■ **About this exercise**
Copy out all lines of the material below in which "ActiveRecord" occurs.

■ **Entries provided**
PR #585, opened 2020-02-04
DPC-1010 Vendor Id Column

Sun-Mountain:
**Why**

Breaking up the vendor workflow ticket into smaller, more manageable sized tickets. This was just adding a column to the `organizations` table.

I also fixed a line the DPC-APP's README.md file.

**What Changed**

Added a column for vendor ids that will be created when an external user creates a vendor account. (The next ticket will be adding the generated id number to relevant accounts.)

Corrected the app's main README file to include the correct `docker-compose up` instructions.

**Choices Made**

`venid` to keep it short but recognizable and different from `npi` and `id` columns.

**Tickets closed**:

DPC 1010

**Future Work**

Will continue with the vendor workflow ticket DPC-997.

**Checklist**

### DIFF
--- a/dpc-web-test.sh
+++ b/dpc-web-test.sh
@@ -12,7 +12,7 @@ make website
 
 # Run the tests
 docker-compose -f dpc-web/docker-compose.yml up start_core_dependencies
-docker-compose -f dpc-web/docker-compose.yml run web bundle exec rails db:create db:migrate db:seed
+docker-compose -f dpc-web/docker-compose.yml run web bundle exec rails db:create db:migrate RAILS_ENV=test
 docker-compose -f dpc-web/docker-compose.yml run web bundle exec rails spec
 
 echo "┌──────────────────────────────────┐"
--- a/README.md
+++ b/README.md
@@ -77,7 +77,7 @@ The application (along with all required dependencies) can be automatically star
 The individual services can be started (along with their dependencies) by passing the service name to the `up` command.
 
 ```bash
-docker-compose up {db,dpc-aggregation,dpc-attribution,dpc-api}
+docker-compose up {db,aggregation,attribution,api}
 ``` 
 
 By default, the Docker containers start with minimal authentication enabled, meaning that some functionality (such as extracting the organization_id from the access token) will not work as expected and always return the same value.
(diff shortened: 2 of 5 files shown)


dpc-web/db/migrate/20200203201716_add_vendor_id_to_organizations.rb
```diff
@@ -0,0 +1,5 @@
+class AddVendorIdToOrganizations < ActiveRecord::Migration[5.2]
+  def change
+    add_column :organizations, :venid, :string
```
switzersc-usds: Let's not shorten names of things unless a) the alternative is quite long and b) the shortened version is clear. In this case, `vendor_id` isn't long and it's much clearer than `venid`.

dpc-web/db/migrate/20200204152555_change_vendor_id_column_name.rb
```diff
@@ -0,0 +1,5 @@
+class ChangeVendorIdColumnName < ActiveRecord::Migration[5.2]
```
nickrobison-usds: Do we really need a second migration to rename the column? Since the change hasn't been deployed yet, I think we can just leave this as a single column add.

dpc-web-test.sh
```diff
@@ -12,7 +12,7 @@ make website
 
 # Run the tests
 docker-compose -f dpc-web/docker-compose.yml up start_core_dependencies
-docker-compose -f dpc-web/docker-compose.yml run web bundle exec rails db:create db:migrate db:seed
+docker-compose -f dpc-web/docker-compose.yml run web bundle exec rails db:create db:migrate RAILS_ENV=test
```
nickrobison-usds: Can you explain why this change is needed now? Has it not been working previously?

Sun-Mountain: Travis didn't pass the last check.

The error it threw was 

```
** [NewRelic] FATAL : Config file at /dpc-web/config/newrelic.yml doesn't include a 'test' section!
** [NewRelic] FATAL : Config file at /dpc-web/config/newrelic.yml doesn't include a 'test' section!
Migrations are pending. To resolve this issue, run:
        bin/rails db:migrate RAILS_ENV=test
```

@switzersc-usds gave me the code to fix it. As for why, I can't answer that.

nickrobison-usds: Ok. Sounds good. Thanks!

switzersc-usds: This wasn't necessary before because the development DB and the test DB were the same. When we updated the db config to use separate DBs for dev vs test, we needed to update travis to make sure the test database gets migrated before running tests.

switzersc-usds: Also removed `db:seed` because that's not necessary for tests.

■ **Answer below**
+class AddVendorIdToOrganizations < ActiveRecord::Migration[5.2]
+class ChangeVendorIdColumnName < ActiveRecord::Migration[5.2]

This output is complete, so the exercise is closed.